__What you will do__. Give back the data below exactly, with every line kept the same.

__Dataset entries__.
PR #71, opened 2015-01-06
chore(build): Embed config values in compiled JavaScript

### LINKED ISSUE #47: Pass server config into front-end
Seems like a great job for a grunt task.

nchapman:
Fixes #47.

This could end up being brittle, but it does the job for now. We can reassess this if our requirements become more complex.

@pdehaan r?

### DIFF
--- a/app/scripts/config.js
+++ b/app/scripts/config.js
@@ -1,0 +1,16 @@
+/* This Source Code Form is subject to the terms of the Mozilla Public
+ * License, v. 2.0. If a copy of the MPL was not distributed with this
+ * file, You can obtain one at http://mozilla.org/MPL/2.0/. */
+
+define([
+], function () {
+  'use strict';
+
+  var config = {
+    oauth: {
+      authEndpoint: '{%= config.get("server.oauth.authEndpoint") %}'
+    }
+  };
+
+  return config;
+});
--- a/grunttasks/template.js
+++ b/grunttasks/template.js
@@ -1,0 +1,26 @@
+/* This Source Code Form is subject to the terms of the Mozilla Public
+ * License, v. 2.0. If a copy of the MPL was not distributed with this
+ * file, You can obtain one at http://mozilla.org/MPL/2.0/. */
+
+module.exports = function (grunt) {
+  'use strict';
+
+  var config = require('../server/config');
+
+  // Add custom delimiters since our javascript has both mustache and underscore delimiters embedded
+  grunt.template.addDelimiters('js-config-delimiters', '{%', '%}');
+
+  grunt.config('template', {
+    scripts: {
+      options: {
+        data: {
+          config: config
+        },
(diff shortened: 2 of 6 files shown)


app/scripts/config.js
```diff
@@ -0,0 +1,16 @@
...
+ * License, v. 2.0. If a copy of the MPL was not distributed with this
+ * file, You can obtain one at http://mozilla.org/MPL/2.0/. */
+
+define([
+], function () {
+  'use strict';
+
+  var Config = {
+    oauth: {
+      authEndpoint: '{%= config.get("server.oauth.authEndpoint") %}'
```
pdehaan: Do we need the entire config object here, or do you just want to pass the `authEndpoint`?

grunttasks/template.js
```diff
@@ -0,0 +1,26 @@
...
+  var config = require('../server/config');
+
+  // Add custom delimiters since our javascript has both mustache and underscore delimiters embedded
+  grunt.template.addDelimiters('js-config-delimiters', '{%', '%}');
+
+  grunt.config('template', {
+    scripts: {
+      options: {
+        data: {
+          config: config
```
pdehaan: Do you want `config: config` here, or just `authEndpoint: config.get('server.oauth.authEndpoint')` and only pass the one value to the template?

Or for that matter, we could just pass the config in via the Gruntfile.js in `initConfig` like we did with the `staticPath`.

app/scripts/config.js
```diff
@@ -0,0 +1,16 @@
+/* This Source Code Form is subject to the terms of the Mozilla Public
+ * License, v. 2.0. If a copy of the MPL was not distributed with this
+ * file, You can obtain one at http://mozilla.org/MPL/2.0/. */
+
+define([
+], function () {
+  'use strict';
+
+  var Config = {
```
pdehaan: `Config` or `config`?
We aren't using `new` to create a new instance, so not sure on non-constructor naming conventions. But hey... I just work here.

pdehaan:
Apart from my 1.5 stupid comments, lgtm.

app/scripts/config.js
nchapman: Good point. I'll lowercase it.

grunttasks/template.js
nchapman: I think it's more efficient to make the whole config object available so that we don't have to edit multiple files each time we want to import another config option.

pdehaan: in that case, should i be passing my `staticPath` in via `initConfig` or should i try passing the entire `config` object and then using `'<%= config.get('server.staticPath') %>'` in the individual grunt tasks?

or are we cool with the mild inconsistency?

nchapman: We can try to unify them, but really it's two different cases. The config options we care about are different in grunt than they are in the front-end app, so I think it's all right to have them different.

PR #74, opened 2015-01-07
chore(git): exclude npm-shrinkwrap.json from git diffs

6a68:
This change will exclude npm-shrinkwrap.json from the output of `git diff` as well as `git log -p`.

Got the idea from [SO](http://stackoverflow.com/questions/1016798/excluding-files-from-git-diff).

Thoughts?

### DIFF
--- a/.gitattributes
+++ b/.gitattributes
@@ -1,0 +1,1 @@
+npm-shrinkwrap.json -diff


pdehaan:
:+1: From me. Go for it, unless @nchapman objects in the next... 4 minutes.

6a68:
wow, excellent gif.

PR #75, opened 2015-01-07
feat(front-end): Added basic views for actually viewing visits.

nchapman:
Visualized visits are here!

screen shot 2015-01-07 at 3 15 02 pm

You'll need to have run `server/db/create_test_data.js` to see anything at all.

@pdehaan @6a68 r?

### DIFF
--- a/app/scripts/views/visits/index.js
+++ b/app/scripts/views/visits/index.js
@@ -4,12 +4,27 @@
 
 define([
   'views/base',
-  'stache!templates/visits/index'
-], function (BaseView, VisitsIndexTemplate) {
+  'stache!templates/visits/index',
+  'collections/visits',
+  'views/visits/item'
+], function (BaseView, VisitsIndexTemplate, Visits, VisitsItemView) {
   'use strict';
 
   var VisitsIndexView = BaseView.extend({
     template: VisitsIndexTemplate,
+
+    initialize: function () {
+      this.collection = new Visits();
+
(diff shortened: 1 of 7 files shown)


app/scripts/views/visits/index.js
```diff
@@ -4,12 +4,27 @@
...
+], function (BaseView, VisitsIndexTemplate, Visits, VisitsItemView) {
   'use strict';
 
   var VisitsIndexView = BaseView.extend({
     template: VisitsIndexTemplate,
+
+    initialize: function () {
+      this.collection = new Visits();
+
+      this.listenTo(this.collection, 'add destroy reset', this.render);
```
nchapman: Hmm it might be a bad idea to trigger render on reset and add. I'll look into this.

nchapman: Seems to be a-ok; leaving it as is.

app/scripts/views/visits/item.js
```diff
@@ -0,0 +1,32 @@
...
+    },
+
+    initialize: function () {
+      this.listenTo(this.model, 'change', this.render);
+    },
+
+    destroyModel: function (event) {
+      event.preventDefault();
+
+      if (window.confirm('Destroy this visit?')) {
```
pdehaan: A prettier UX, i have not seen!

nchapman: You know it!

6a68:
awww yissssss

__Solution to this task__.
PR #71, opened 2015-01-06
chore(build): Embed config values in compiled JavaScript

### LINKED ISSUE #47: Pass server config into front-end
Seems like a great job for a grunt task.

nchapman:
Fixes #47.

This could end up being brittle, but it does the job for now. We can reassess this if our requirements become more complex.

@pdehaan r?

### DIFF
--- a/app/scripts/config.js
+++ b/app/scripts/config.js
@@ -1,0 +1,16 @@
+/* This Source Code Form is subject to the terms of the Mozilla Public
+ * License, v. 2.0. If a copy of the MPL was not distributed with this
+ * file, You can obtain one at http://mozilla.org/MPL/2.0/. */
+
+define([
+], function () {
+  'use strict';
+
+  var config = {
+    oauth: {
+      authEndpoint: '{%= config.get("server.oauth.authEndpoint") %}'
+    }
+  };
+
+  return config;
+});
--- a/grunttasks/template.js
+++ b/grunttasks/template.js
@@ -1,0 +1,26 @@
+/* This Source Code Form is subject to the terms of the Mozilla Public
+ * License, v. 2.0. If a copy of the MPL was not distributed with this
+ * file, You can obtain one at http://mozilla.org/MPL/2.0/. */
+
+module.exports = function (grunt) {
+  'use strict';
+
+  var config = require('../server/config');
+
+  // Add custom delimiters since our javascript has both mustache and underscore delimiters embedded
+  grunt.template.addDelimiters('js-config-delimiters', '{%', '%}');
+
+  grunt.config('template', {
+    scripts: {
+      options: {
+        data: {
+          config: config
+        },
(diff shortened: 2 of 6 files shown)


app/scripts/config.js
```diff
@@ -0,0 +1,16 @@
...
+ * License, v. 2.0. If a copy of the MPL was not distributed with this
+ * file, You can obtain one at http://mozilla.org/MPL/2.0/. */
+
+define([
+], function () {
+  'use strict';
+
+  var Config = {
+    oauth: {
+      authEndpoint: '{%= config.get("server.oauth.authEndpoint") %}'
```
pdehaan: Do we need the entire config object here, or do you just want to pass the `authEndpoint`?

grunttasks/template.js
```diff
@@ -0,0 +1,26 @@
...
+  var config = require('../server/config');
+
+  // Add custom delimiters since our javascript has both mustache and underscore delimiters embedded
+  grunt.template.addDelimiters('js-config-delimiters', '{%', '%}');
+
+  grunt.config('template', {
+    scripts: {
+      options: {
+        data: {
+          config: config
```
pdehaan: Do you want `config: config` here, or just `authEndpoint: config.get('server.oauth.authEndpoint')` and only pass the one value to the template?

Or for that matter, we could just pass the config in via the Gruntfile.js in `initConfig` like we did with the `staticPath`.

app/scripts/config.js
```diff
@@ -0,0 +1,16 @@
+/* This Source Code Form is subject to the terms of the Mozilla Public
+ * License, v. 2.0. If a copy of the MPL was not distributed with this
+ * file, You can obtain one at http://mozilla.org/MPL/2.0/. */
+
+define([
+], function () {
+  'use strict';
+
+  var Config = {
```
pdehaan: `Config` or `config`?
We aren't using `new` to create a new instance, so not sure on non-constructor naming conventions. But hey... I just work here.

pdehaan:
Apart from my 1.5 stupid comments, lgtm.

app/scripts/config.js
nchapman: Good point. I'll lowercase it.

grunttasks/template.js
nchapman: I think it's more efficient to make the whole config object available so that we don't have to edit multiple files each time we want to import another config option.

pdehaan: in that case, should i be passing my `staticPath` in via `initConfig` or should i try passing the entire `config` object and then using `'<%= config.get('server.staticPath') %>'` in the individual grunt tasks?

or are we cool with the mild inconsistency?

nchapman: We can try to unify them, but really it's two different cases. The config options we care about are different in grunt than they are in the front-end app, so I think it's all right to have them different.

PR #74, opened 2015-01-07
chore(git): exclude npm-shrinkwrap.json from git diffs

6a68:
This change will exclude npm-shrinkwrap.json from the output of `git diff` as well as `git log -p`.

Got the idea from [SO](http://stackoverflow.com/questions/1016798/excluding-files-from-git-diff).

Thoughts?

### DIFF
--- a/.gitattributes
+++ b/.gitattributes
@@ -1,0 +1,1 @@
+npm-shrinkwrap.json -diff


pdehaan:
:+1: From me. Go for it, unless @nchapman objects in the next... 4 minutes.

6a68:
wow, excellent gif.

PR #75, opened 2015-01-07
feat(front-end): Added basic views for actually viewing visits.

nchapman:
Visualized visits are here!

screen shot 2015-01-07 at 3 15 02 pm

You'll need to have run `server/db/create_test_data.js` to see anything at all.

@pdehaan @6a68 r?

### DIFF
--- a/app/scripts/views/visits/index.js
+++ b/app/scripts/views/visits/index.js
@@ -4,12 +4,27 @@
 
 define([
   'views/base',
-  'stache!templates/visits/index'
-], function (BaseView, VisitsIndexTemplate) {
+  'stache!templates/visits/index',
+  'collections/visits',
+  'views/visits/item'
+], function (BaseView, VisitsIndexTemplate, Visits, VisitsItemView) {
   'use strict';
 
   var VisitsIndexView = BaseView.extend({
     template: VisitsIndexTemplate,
+
+    initialize: function () {
+      this.collection = new Visits();
+
(diff shortened: 1 of 7 files shown)


app/scripts/views/visits/index.js
```diff
@@ -4,12 +4,27 @@
...
+], function (BaseView, VisitsIndexTemplate, Visits, VisitsItemView) {
   'use strict';
 
   var VisitsIndexView = BaseView.extend({
     template: VisitsIndexTemplate,
+
+    initialize: function () {
+      this.collection = new Visits();
+
+      this.listenTo(this.collection, 'add destroy reset', this.render);
```
nchapman: Hmm it might be a bad idea to trigger render on reset and add. I'll look into this.

nchapman: Seems to be a-ok; leaving it as is.

app/scripts/views/visits/item.js
```diff
@@ -0,0 +1,32 @@
...
+    },
+
+    initialize: function () {
+      this.listenTo(this.model, 'change', this.render);
+    },
+
+    destroyModel: function (event) {
+      event.preventDefault();
+
+      if (window.confirm('Destroy this visit?')) {
```
pdehaan: A prettier UX, i have not seen!

nchapman: You know it!

6a68:
awww yissssss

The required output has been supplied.